→ EXERCISE AIM:
Once the data has been read, return all of it precisely as written.

→ MATERIAL TO PROCESS:
Issue #228, opened 2022-11-10
Automatic discovery of Primary and Replica nodes


Kobaruon:
**Is your feature request related to a problem? Please describe.**
When a primary node failover on PostgreSQL cluster specifically Patroni in my case, pgcat needs to be configured again to correctly route queries.

```
[pools.simple_db]
pool_mode = "transaction"
default_role = "any"
query_parser_enabled = true
primary_reads_enabled = false
sharding_function = "pg_bigint_hash"

[pools.simple_db.users.0]
username = "dba"
password = "password"
pool_size = 100
statement_timeout = 0

[pools.simple_db.shards.0]
servers = [
    [ "10.85.246.169", 5432, "replica"],
    [ "10.85.241.153", 5432, "primary"], # this node failover and another node becomes primary
    [ "10.85.245.26", 5432, "replica"]
]
database = "simple_db"
```

When this happens, it bans that node correctly, but it can not detect another node that becomes primary on its own. As a result of this, write queries get errors.

```
[2022-11-10T12:59:00.125226Z ERROR pgcat::pool] Banning instance Address { id: 1, host: "10.85.241.153", port: 5432, shard: 0, database: "simple_db", role: Primary, replica_number: 1, address_index: 1, username: "dba", pool_name: "simple_db" }, error: TimedOut
[2022-11-10T12:59:00.125272Z ERROR pgcat::pool] Banning Address { id: 1, host: "10.85.241.153", port: 5432, shard: 0, database: "simple_db", role: Primary, replica_number: 1, address_index: 1, username: "dba", pool_name: "simple_db" }
[2022-11-10T12:59:00.125340Z ERROR pgcat::client] Could not get connection from pool: { pool_name: "simple_db", username: "dba", shard: 0, role: "Some(Primary)", error: "AllServersDown" }
```
**Describe the solution you'd like**
I think this behaviour can be improved by checking nodes with a query like this to see if they are primary or replica.

```
postgres=# select pg_is_in_recovery();
 pg_is_in_recovery
-------------------
 t
(1 row)
```
If this query returns `true` pgcat can mark that node replica, if it's `false` then it knows that's a primary node.

**Describe alternatives you've considered**
Another alternative can be creating a test table when pgcat starts, and it can run INSERT/DELETE/UPDATE on that table to see if it runs successfully.

What do you think? Is this a viable solution to this problem?

levkk:
[...]

PR #857, opened 2024-11-11
Allow failover for replicas

magec:
Now that https://github.com/postgresml/pgcat/pull/847 is merged, when a pool is set to `default_role = replica` (or manually set to replica), and no replicas are available, the primary won't be touched at all. Instead, replicas will be automatically set back to available and will be checked for health again.

If you have a single replica and it is actually down, you may find convenient to send queries to the primary until you fix the replica (if the primary can handle the load). To allow this behavior, a new configuration parameter is added to the configuration that will make the `primary` available to receive queries if every replica in the pool is banned.

```
### replica_to_primary_failover_enabled
` ` `
path: pools.<pool_name>.replica_to_primary_failover_enabled
default: "false"
` ` ` 

If set to true, when the specified role is `replica` (either by setting `default_role` or manually)
and all replicas are banned, queries will be sent to the primary (until a replica is back online).
```

Note that when this is enabled, the replicas won't be automatically `unbanned` (default behavior).


dantio:
@magec 
Hey!
Did I understand correctly that with this PR, it will be possible to switch over between the primary and replica, like in the request here: [GitHub Issue #228](https://github.com/postgresml/pgcat/issues/228)?

WIth `default_role: primary` and `replica_to_primary_failover_enabled: true` and pg_auto_failover: When a failover happens, pgcat should send traffic to the "replica." After the "primary" recovers, pgcat will use the primary again. That would be awesome!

→ TASK ANSWER:
Issue #228, opened 2022-11-10
Automatic discovery of Primary and Replica nodes


Kobaruon:
**Is your feature request related to a problem? Please describe.**
When a primary node failover on PostgreSQL cluster specifically Patroni in my case, pgcat needs to be configured again to correctly route queries.

```
[pools.simple_db]
pool_mode = "transaction"
default_role = "any"
query_parser_enabled = true
primary_reads_enabled = false
sharding_function = "pg_bigint_hash"

[pools.simple_db.users.0]
username = "dba"
password = "password"
pool_size = 100
statement_timeout = 0

[pools.simple_db.shards.0]
servers = [
    [ "10.85.246.169", 5432, "replica"],
    [ "10.85.241.153", 5432, "primary"], # this node failover and another node becomes primary
    [ "10.85.245.26", 5432, "replica"]
]
database = "simple_db"
```

When this happens, it bans that node correctly, but it can not detect another node that becomes primary on its own. As a result of this, write queries get errors.

```
[2022-11-10T12:59:00.125226Z ERROR pgcat::pool] Banning instance Address { id: 1, host: "10.85.241.153", port: 5432, shard: 0, database: "simple_db", role: Primary, replica_number: 1, address_index: 1, username: "dba", pool_name: "simple_db" }, error: TimedOut
[2022-11-10T12:59:00.125272Z ERROR pgcat::pool] Banning Address { id: 1, host: "10.85.241.153", port: 5432, shard: 0, database: "simple_db", role: Primary, replica_number: 1, address_index: 1, username: "dba", pool_name: "simple_db" }
[2022-11-10T12:59:00.125340Z ERROR pgcat::client] Could not get connection from pool: { pool_name: "simple_db", username: "dba", shard: 0, role: "Some(Primary)", error: "AllServersDown" }
```
**Describe the solution you'd like**
I think this behaviour can be improved by checking nodes with a query like this to see if they are primary or replica.

```
postgres=# select pg_is_in_recovery();
 pg_is_in_recovery
-------------------
 t
(1 row)
```
If this query returns `true` pgcat can mark that node replica, if it's `false` then it knows that's a primary node.

**Describe alternatives you've considered**
Another alternative can be creating a test table when pgcat starts, and it can run INSERT/DELETE/UPDATE on that table to see if it runs successfully.

What do you think? Is this a viable solution to this problem?

levkk:
[...]

PR #857, opened 2024-11-11
Allow failover for replicas

magec:
Now that https://github.com/postgresml/pgcat/pull/847 is merged, when a pool is set to `default_role = replica` (or manually set to replica), and no replicas are available, the primary won't be touched at all. Instead, replicas will be automatically set back to available and will be checked for health again.

If you have a single replica and it is actually down, you may find convenient to send queries to the primary until you fix the replica (if the primary can handle the load). To allow this behavior, a new configuration parameter is added to the configuration that will make the `primary` available to receive queries if every replica in the pool is banned.

```
### replica_to_primary_failover_enabled
` ` `
path: pools.<pool_name>.replica_to_primary_failover_enabled
default: "false"
` ` ` 

If set to true, when the specified role is `replica` (either by setting `default_role` or manually)
and all replicas are banned, queries will be sent to the primary (until a replica is back online).
```

Note that when this is enabled, the replicas won't be automatically `unbanned` (default behavior).


dantio:
@magec 
Hey!
Did I understand correctly that with this PR, it will be possible to switch over between the primary and replica, like in the request here: [GitHub Issue #228](https://github.com/postgresml/pgcat/issues/228)?

WIth `default_role: primary` and `replica_to_primary_failover_enabled: true` and pg_auto_failover: When a failover happens, pgcat should send traffic to the "replica." After the "primary" recovers, pgcat will use the primary again. That would be awesome!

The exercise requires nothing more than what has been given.